Look through the listing for the string "subprojects" and copy out every line that holds it.

• **AVAILABLE RECORDS**

⁂

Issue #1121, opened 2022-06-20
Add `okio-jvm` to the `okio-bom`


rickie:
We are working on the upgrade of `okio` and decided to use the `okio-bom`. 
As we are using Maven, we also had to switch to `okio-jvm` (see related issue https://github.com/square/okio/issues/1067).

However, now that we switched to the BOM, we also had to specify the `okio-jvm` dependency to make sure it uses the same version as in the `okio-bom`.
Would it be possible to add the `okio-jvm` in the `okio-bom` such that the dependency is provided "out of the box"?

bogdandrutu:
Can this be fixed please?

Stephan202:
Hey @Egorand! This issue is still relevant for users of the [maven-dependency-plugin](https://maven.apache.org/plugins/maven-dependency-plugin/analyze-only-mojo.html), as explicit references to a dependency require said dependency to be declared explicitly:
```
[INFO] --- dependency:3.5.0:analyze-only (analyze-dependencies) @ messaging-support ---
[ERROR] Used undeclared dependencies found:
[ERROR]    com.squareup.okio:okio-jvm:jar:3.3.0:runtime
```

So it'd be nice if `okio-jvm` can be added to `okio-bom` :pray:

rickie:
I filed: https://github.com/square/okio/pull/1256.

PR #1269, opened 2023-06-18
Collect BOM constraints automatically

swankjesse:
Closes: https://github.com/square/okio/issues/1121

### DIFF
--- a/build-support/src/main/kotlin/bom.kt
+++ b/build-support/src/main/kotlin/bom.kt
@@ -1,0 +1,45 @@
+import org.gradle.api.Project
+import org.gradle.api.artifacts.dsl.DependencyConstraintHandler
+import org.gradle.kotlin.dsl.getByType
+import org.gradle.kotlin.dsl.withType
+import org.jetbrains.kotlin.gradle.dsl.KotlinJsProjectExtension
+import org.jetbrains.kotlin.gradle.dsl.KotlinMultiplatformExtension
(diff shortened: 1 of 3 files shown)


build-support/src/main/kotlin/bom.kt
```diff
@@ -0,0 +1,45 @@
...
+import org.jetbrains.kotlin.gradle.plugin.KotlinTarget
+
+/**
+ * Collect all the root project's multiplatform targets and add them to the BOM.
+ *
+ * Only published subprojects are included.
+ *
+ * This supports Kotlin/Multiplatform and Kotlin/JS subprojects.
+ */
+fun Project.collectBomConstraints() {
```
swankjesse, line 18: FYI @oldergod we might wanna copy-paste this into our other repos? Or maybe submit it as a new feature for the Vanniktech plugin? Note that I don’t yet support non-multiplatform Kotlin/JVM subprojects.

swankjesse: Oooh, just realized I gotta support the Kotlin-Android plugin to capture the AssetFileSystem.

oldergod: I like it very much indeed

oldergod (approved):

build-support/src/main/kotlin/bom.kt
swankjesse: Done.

⁂

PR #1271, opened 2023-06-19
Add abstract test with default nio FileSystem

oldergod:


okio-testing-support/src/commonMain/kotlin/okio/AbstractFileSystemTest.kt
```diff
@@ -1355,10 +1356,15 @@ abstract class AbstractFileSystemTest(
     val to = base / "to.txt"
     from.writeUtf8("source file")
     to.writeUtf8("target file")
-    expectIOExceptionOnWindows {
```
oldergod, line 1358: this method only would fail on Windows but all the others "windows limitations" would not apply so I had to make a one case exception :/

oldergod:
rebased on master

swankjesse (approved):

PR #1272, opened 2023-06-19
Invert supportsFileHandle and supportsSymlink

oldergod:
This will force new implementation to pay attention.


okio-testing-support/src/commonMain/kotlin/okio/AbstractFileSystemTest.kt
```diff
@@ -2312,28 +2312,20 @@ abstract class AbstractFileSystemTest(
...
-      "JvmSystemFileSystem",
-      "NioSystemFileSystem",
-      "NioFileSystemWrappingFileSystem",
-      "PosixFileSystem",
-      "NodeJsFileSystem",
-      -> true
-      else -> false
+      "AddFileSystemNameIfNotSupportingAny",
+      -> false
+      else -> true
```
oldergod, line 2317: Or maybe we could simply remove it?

⁂

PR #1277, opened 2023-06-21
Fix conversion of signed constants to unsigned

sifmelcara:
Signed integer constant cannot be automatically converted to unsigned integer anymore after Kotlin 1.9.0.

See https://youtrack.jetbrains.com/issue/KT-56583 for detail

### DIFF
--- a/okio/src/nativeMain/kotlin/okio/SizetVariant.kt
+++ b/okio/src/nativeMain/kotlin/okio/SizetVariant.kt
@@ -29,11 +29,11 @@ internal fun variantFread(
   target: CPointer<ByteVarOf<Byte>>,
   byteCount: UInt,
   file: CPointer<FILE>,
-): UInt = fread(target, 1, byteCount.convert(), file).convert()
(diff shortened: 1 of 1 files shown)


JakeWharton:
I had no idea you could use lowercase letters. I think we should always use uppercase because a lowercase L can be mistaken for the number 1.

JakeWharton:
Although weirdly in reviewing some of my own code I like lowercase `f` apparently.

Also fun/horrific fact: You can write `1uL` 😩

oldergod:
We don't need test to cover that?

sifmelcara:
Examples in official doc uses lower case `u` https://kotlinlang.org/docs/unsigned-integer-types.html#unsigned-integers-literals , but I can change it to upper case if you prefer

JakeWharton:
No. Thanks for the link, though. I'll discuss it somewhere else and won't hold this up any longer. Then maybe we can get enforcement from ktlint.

⁂

• **REPLY**
+ * Only published subprojects are included.
+ * This supports Kotlin/Multiplatform and Kotlin/JS subprojects.
swankjesse, line 18: FYI @oldergod we might wanna copy-paste this into our other repos? Or maybe submit it as a new feature for the Vanniktech plugin? Note that I don’t yet support non-multiplatform Kotlin/JVM subprojects.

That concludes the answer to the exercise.